Machine learning/deep learning/reinforcement learning/other AI projects with a focus on AI safety, including both technical research projects and some community resources for helping others learn.
In-progress research project to develop alternatives to reinforcement learning from human feedback (RLHF) which use supervised learning instead of PPO-based RL to not change general capabilities while leading to better downstream safety performance. Responsible for: Co-leading the branch of the project focused on developing Supervised Iterative Learning from Human Feedback (SuperHF).
Simulated Comments from the Alignment Forum For Original Literature Development (SCAFFOLD) is a writing tool that generates comments that are similar to those on the Alignment Forum in order to elevate your AI safety to the next level! Responsible for: Everything sans data collection scripts.
An automated Sandwiching experimental framework for evaluating scalable oversight techniques by having language models talk to each other. We won 1st place in all categories at Apart Research's Scale Oversight Hackathon. Responsible for: Generating the initial research question and contributing roughly half of the theoretical development, the Python implementation, and the paper writeup.

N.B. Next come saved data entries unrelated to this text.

PR #2820, opened 2022-02-01
KTOR-3351 Rewrite CallLogging

e5l:
Fix [KTOR-3351](https://youtrack.jetbrains.com/issue/KTOR-3351)

### DIFF
--- a/gradle.properties
+++ b/gradle.properties
@@ -29,7 +29,7 @@ kotlin.mpp.enableCompatibilityMetadataVariant=true
 serialization_version=1.3.0
 coroutines_version=1.6.0
 atomicfu_version=0.17.0
-validator_version=0.3.0
+validator_version=0.8.0
 kotlinx_html_version=0.7.3
 
 # server
--- a/ktor-server/ktor-server-plugins/ktor-server-call-logging/build.gradle.kts
+++ b/ktor-server/ktor-server-plugins/ktor-server-call-logging/build.gradle.kts
@@ -12,5 +12,11 @@ kotlin {
                 implementation("org.fusesource.jansi:jansi:$jansi_version")
             }
         }
+
+        val jvmTest by getting {
+            dependencies {
+                implementation(project(":ktor-server:ktor-server-plugins:ktor-server-call-id"))
+            }
+        }
     }
 }
--- a/ktor-server/ktor-server-plugins/ktor-server-call-logging/jvm/src/io/ktor/server/plugins/callloging/CallLogging.kt
+++ b/ktor-server/ktor-server-plugins/ktor-server-call-logging/jvm/src/io/ktor/server/plugins/callloging/CallLogging.kt
@@ -5,228 +5,24 @@
 package io.ktor.server.plugins.callloging
 
 import io.ktor.events.*
-import io.ktor.http.*
 import io.ktor.server.application.*
 import io.ktor.server.logging.*
-import io.ktor.server.request.*
 import io.ktor.util.*
 import io.ktor.util.pipeline.*
-import kotlinx.coroutines.*
-import org.fusesource.jansi.*
-import org.slf4j.*
 import org.slf4j.event.*
-import kotlin.coroutines.*
 
 /**
  * Logs application lifecycle and call events.
  */
-public class CallLogging private constructor(
-    private val log: Logger,
-    private val monitor: Events,
-    private val level: Level,
-    private val filters: List<(ApplicationCall) -> Boolean>,
-    private val mdcEntries: List<MDCEntry>,
-    private val formatCall: (ApplicationCall) -> String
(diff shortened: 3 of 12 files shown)


ktor-server/ktor-server-plugins/ktor-server-call-logging/jvm/src/io/ktor/server/plugins/callloging/CallLoggingConfig.kt
```diff
@@ -0,0 +1,101 @@
...
+
+    internal fun ApplicationRequest.toLogStringWithColors(): String =
+        "${colored(httpMethod.value, Ansi.Color.CYAN)} - ${path()}"
+
+    private fun colored(status: HttpStatusCode): String {
+        try {
+            if (!AnsiConsole.isInstalled()) {
+                AnsiConsole.systemInstall()
+            }
+        } catch (cause: Throwable) {
```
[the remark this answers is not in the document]
e5l: @sonatype-lift ignore

gradle.properties
```diff
@@ -29,7 +29,7 @@ kotlin.mpp.enableCompatibilityMetadataVariant=true
 serialization_version=1.3.0
 coroutines_version=1.6.0
 atomicfu_version=0.17.0
-validator_version=0.3.0
+validator_version=0.8.0
```
Ololoshechkin, line 32: Is it connected to this PR about call logging?

ktor-server/ktor-server-plugins/ktor-server-call-logging/jvm/src/io/ktor/server/plugins/callloging/CallLogging.kt
```diff
@@ -5,265 +5,92 @@
...
-            else value.toString() // ignore color
+public val CallLogging: ApplicationPlugin<Application, CallLoggingConfig, PluginInstance> = createApplicationPlugin(
+    "CallLogging",
+    ::CallLoggingConfig
+) {
+    val log = pluginConfig.logger ?: application.log
+    val filters = pluginConfig.filters
+    val formatCall = pluginConfig.formatCall
+
+    fun log(message: String) = when (pluginConfig.level) {
```
Ololoshechkin, line 25: Nit: maybe just private methods would be better here?

e5l: they are inside lambda and internal to the plugin. Can't make outside because of capturing

ktor-server/ktor-server-plugins/ktor-server-call-logging/jvm/src/io/ktor/server/plugins/callloging/CallLogging.kt
```diff
@@ -5,265 +5,92 @@
...
-     */
-    private suspend inline fun withMDC(call: ApplicationCall, crossinline block: suspend () -> Unit) {
-        withContext(MDCSurvivalElement(setupMdc(call))) {
-            try {
-                block()
-            } finally {
-                cleanupMdc()
-            }
-        }
+    on(MDCHook(ApplicationCallPipeline.Monitoring)) { call, block ->
```
Ololoshechkin, line 62: Nit: here and below --  this code will be executed each time one installs your plugin.
Hence, new objects will be created. Maybe creating static objects inside `MDCHook` will be just a bit more efficient :)

ktor-server/ktor-server-plugins/ktor-server-call-logging/build.gradle.kts
```diff
@@ -12,5 +12,11 @@ kotlin {
                 implementation("org.fusesource.jansi:jansi:$jansi_version")
             }
         }
+
+        val jvmTest by getting {
+            dependencies {
+                implementation(project(":ktor-server:ktor-server-plugins:ktor-server-call-id"))
+            }
+        }
```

Some quick and dirty mechanistic interpretability research into backup name mover heads for indirect object identification (IOI) in GPT-2 small, which won 2nd place in Apart Research's second Interpretability Hackathon. Responsible for: Deciding on the research question, engineering and running the mean ablation experiments, evaluating and interpreting results.
A documented and unit-tested repo to help you learn how to build transformer neural network models from scratch. Responsible for: Taking the transformer days from the original MLAB repo, creating a clean starter file with class/method stubs and clear docstrings, adding unit tests, and implementing a clean solution file.
A slightly new technique building off prior work for unsupervised learning of human-interpretable concept-based explanations of language models operating on the task of sentiment analysis. Compared to black-box baseline models, performance is comparable, but the coherency of discovered concepts is sometimes mixed. Responsible for: Almost all of the code, most of the paper.
A level-based guide for independently up-skilling in AI Safety Research Engineering that aims to give concrete objectives, goals, and resources to help anyone go from zero to hero. Responsible for: Everything, though it draws upon knowledge from others listed in the Sources section.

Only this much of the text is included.